Equating coefficients of linearly dependent vectors Consider a triangle in $\mathbb{R}^2$ with vertices A, B and C, which have position vectors $\underline a$, $\underline b$ and $\underline c$ respectively. The vector equations of two of the lines joining vertices of the triangle to the midpoints of opposite sides are as follows:
$$
\underline r_1 = \underline a+\lambda(\frac 12 \underline b + \frac 12 \underline c - \underline a)\\\underline r_2 = \underline b+\mu(\frac 12 \underline a + \frac 12 \underline c - \underline b)
$$
To find the position vector of the point of intersection of these two lines (ie the centroid of the triangle), you can equate $\underline r_1 = \underline r_2$ and attempt to extract a value for $\lambda$ and $\mu$. But it is impossible for all three of $\underline a$, $\underline b$ and $\underline c$ to be linearly independent, as in two dimensions every vector can be written as a linear combination of any two linearly independent vectors.

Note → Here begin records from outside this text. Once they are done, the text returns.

PR #8496, opened 2016-05-18
fix/perf(tabs): Fix performance and visual issues.

### LINKED ISSUE #5681: Listening for DOMSubtreeModified during compilation dramatically impacts performance
The [tabsTemplateDirective](https://github.com/angular/material/blob/386e2acb6badcfd086d04cb8a876cb49468cd12a/src/components/tabs/js/tabsTemplateDirective.js) attaches an event listener for the DOMSubtreeModified event.  Tabs with complex hierarchies of nested directives tend to modify the DOM a lot during compilation, so this event gets triggered a lot.  Despite the fact that most of the time the handler isn't actually doing much due to the debounce, just the act of dispatching the event has a dramatic effect on performance (we saw an initial compilation go from 2-3 seconds down to around a second just by removing this handler, with no appreciable effects on functionality).

Is the attachment of this event handler something that can be delayed?  It seems to only impact the initial compilation, so perhaps attaching the handler later on could result in the same behavior without the performance overhead?

topherfangio:
Initially, the tabs used DOMSubtreeModified to listen for changes and update the height, pagination and inkbar styles. At some point, we used a different method to update the height, but we were still watching all DOM changes and updating the pagination and inkbar styles whenever the contents changed.

Fix this with the following two changes:

1. Move the DOM watching to a new md-tabs-dummy-wrapper directive which only watches for changes to the tab's labels (not the content too) so that the updates are called less frequently.

2. Replace DOMSubtreeModified watching with new MutationObservers which are more drastically more performant.

Additionally, some recent changes caused some bugs in the tabs by using a cached version of the internal elements instead of calling `getElements()` which searches the DOM and refreshes the cached elements.

Fix by adding more calls to `getElements()` where appropriate to properly update the cache after tabs may have changed.

Fixes #5681. References #4940, and might cause PR #8293 to need a rebase if this goes in first.

### DIFF
--- a/src/components/tabs/js/tabsController.js
+++ b/src/components/tabs/js/tabsController.js
@@ -159,6 +159,7 @@ function MdTabsController ($scope, $element, $window, $mdConstant, $mdTabInkRipp
    * @param stretchTabs
    */
   function handleStretchTabs (stretchTabs) {
+    var elements = getElements();
     angular.element(elements.wrapper).toggleClass('md-stretch-tabs', shouldStretchTabs());
     updateInkBarStyles();
   }
@@ -169,6 +170,8 @@ function MdTabsController ($scope, $element, $window, $mdConstant, $mdTabInkRipp
 
   function handleMaxTabWidth (newWidth, oldWidth) {
     if (newWidth !== oldWidth) {
+      var elements = getElements();
+
       angular.forEach(elements.tabs, function(tab) {
         tab.style.maxWidth = newWidth + 'px';
       });
@@ -200,7 +203,9 @@ function MdTabsController ($scope, $element, $window, $mdConstant, $mdTabInkRipp
    * @param left
    */
   function handleOffsetChange (left) {
+    var elements = getElements();
     var newValue = ctrl.shouldCenterTabs ? '' : '-' + left + 'px';
+
     angular.element(elements.paging).css($mdConstant.CSS.TRANSFORM, 'translate3d(' + newValue + ', 0, 0)');
     $scope.$broadcast('$mdTabsPaginationChanged');
   }
@@ -212,7 +217,7 @@ function MdTabsController ($scope, $element, $window, $mdConstant, $mdTabInkRipp
    */
   function handleFocusIndexChange (newIndex, oldIndex) {
     if (newIndex === oldIndex) return;
-    if (!elements.tabs[ newIndex ]) return;
+    if (!getElements().tabs[ newIndex ]) return;
     adjustOffset();
     redirectFocus();
   }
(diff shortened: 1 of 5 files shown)


topherfangio:
Shoutout to @crisbeto for helping me track down the fact that the MutationObservers are async and require async tests!

Also, @crisbeto - Can you review when you get a chance? 😄

src/components/tabs/js/tabsController.js
```diff
@@ -169,6 +170,8 @@ function MdTabsController ($scope, $element, $window, $mdConstant, $mdTabInkRipp
 
   function handleMaxTabWidth (newWidth, oldWidth) {
     if (newWidth !== oldWidth) {
+      var elements = getElements();
```
crisbeto: `getElements` queries the DOM, right? I _think_ (not really sure) it could be avoided by using the data from the mutation observer, which should return a list of the added/removed nodes, which can be used to update the references in the list.

topherfangio: You are correct, it does query the DOM, and we might be able to use a MutationObserver instead, but this function doesn't always get called from a MutationObserver. For example, it is called when the component is initialized.

If we have some hard data that suggests rewriting this to use the MutationObserver makes a drastic difference (verses querying the DOM on updates), then I'm all for it 😄

crisbeto: Alright, makes sense. It starts querying from the element anyway, so it shouldn't be too much of a difference.

crisbeto:
LGTM @ThomasBurleson

src/components/tabs/js/tabsDirective.js
```diff
@@ -154,7 +154,7 @@ function MdTabs () {
                   'md-scope="::tab.parent"></md-tab-item> ' +
               '<md-ink-bar></md-ink-bar> ' +
             '</md-pagination-wrapper> ' +
-            '<div class="_md-visually-hidden md-dummy-wrapper"> ' +
+            '<md-tabs-dummy-wrapper class="_md-visually-hidden md-dummy-wrapper"> ' +
```
ThomasBurleson: why is this a `dummy` wrapper?

topherfangio: I was going based off of the original class name of `md-dummy-wrapper` which is still applied to the class.

This wrapper is visually hidden from the screen and is used to calculate the widths/heights so that it can properly position the real tabs. It's basically a way of doing off-screen rendering/double-buffering (in a way).

I'm happy to change the name if you have something better, but I think we should leave the classname the same in case someone is doing something with it (since we didn't mark it as private).

ThomasBurleson:
lgtm

PR #1442, opened 2023-03-30
JavaScript parser: fix parsing of labels

### LINKED ISSUE #1440: [BUG] New js parser fails to parse some js that old parser supported
**Describe the bug**
I tried upgrading Grain's binaryen.ml bindings to jsoo 5.1 and it crashes with failure to parse the binaryen.js file. I still need to create a reproduction that doesn't have the whole (large) js file to comb through but I wanted to preemptively open this issue. 

**Expected behavior**
Should be able to parse es5 code that was supported by 5.0

**Versions**
Ocaml 4.14
Jsoo 5.1

vouillon:
Identifiers such as 'of' and 'async' are valid labels.
Fixes #1440.

### DIFF
--- a/CHANGES.md
+++ b/CHANGES.md
@@ -4,6 +4,7 @@
 
 ## Bug fixes
 * Compiler: put custom header at the top of the output file (fix #1441)
+* Compiler (js parser): fix parsing of js labels (fix #1440)
 
 # 5.1.1 (2023-03-15) - Lille
 ## Bug fixes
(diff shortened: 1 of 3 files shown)


hhugo:
Maybe add a regression test in https://github.com/ocsigen/js_of_ocaml/blob/master/compiler/tests-compiler/js_parser_printer.ml

hhugo:
@phated, would you have time to give this a try and report other blockers ?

Why, then, does ignoring this issue and equating coefficients without considering whether it is valid to do so give the correct answer of $\lambda$, $\mu$ = $\frac 23$ ?
 A: This isn't a perfect answer, but hopefully it's still illuminating: note that the entire problem can be shifted by any fixed vector (moving that vector to the origin) without altering the geometry of the situation. In particular, let us subtract $\underline c$ from all vectors to move the third vertex $\underline c$ to the origin. If we set $\underline \rho_i = \underline r_i-\underline c$ and $\underline \alpha=\underline a-\underline c$ and $\underline \beta=\underline b-\underline c$, then the equations become
$$
\underline \rho_1 = \underline \alpha+\lambda(\frac 12 \underline \beta - \underline \alpha)\\
\underline \rho_2 = \underline \beta+\mu(\frac 12 \underline \alpha - \underline \beta).
$$
Now it is obvious that equating coefficients yields the unique correct values of $\lambda$ and $\mu$. Further, that "obviousness" relies upon the fact that $\underline\alpha$ and $\underline\beta$ are themselves linearly independent—but this is exactly the condition that the triangle is nondegenerate.